=== What you are asked to do ===
From the listing below, copy out every line where the word "comments" appears.

=== Data for review ===

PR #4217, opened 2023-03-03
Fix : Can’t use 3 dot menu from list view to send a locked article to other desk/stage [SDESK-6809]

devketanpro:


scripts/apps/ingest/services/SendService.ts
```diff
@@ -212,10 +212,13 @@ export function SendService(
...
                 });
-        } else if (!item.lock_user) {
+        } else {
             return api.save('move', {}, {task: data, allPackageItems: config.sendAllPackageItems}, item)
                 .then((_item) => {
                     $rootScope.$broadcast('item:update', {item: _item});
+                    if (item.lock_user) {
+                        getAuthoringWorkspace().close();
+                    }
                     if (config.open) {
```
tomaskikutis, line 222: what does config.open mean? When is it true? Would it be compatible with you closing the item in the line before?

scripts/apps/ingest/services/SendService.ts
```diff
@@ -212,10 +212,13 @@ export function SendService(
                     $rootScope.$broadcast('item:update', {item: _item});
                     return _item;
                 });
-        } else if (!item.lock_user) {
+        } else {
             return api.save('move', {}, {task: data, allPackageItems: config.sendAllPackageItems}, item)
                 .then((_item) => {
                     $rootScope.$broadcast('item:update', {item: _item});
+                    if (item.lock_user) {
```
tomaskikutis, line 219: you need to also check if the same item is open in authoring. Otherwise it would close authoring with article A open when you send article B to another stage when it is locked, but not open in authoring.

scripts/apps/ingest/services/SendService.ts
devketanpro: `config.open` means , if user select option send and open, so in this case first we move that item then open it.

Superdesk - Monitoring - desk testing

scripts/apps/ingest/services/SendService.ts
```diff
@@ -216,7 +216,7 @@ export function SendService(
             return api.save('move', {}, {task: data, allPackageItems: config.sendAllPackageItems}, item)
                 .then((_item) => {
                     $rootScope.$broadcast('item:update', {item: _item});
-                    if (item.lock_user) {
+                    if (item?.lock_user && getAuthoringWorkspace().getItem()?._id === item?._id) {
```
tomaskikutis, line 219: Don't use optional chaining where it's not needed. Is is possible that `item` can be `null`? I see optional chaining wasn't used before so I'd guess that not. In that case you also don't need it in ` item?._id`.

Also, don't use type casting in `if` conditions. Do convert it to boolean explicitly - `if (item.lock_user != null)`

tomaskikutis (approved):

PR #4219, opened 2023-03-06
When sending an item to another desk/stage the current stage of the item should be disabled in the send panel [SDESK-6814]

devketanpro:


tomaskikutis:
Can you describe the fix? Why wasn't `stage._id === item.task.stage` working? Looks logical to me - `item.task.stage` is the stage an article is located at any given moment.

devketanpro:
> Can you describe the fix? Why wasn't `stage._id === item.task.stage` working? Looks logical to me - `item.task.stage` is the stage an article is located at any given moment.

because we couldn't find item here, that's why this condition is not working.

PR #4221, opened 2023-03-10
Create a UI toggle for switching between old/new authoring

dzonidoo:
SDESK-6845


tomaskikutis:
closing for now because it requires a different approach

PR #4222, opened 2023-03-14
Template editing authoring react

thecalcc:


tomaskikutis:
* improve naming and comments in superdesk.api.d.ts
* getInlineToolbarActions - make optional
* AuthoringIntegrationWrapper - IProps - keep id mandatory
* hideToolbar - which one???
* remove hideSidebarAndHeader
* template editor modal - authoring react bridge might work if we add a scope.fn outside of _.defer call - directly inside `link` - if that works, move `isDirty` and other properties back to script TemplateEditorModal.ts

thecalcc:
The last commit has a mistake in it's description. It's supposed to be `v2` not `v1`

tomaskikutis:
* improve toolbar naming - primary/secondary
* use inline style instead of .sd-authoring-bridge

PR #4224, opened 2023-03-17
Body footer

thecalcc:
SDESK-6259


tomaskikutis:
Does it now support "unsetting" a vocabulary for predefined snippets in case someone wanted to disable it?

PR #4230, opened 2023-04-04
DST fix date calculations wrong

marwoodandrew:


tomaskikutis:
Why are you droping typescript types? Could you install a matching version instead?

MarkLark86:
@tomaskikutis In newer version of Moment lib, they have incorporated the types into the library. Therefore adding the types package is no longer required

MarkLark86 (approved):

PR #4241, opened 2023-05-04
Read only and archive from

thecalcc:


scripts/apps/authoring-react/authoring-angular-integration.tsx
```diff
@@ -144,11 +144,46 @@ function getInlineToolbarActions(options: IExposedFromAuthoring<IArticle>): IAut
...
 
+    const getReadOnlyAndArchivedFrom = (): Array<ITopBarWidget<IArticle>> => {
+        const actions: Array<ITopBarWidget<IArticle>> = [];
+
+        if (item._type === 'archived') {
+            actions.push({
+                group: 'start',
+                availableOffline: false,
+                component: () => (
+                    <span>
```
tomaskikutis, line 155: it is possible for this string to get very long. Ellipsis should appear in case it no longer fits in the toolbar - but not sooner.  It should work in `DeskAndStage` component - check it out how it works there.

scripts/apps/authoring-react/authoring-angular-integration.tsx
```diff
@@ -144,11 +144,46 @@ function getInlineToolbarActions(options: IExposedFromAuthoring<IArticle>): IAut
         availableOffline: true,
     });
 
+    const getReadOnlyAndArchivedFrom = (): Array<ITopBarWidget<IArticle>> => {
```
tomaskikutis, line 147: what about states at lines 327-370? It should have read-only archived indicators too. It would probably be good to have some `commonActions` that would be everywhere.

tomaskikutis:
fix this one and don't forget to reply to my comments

==

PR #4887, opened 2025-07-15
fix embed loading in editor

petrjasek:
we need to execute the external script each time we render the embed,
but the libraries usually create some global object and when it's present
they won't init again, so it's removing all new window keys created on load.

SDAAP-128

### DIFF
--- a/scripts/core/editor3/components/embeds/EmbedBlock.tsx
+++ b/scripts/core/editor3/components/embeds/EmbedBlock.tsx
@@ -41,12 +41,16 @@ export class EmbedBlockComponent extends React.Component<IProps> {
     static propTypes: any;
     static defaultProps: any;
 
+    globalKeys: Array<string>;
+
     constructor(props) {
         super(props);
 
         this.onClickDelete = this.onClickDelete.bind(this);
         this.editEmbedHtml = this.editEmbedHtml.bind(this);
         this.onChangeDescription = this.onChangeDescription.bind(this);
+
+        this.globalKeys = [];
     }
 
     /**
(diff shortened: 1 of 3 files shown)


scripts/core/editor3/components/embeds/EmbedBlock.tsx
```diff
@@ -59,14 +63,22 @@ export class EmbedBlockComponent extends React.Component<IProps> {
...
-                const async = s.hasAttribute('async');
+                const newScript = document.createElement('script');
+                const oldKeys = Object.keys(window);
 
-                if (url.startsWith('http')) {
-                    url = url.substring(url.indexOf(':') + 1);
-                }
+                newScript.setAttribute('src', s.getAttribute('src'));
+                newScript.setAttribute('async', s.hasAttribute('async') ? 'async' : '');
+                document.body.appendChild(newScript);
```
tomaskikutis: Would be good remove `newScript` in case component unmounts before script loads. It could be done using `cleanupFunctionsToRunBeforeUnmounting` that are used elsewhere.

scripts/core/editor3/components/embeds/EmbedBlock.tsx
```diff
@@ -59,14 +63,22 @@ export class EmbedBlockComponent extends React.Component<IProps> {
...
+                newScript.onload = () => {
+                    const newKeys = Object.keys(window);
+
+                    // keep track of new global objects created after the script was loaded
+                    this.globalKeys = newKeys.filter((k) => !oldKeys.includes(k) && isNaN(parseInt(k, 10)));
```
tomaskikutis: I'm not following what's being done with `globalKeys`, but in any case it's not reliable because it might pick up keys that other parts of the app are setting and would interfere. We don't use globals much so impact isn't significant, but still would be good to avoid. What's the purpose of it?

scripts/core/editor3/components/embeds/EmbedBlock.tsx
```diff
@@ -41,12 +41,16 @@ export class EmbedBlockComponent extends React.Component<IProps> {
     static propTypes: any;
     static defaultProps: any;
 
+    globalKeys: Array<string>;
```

=== Reply to the task ===
* improve naming and comments in superdesk.api.d.ts
fix this one and don't forget to reply to my comments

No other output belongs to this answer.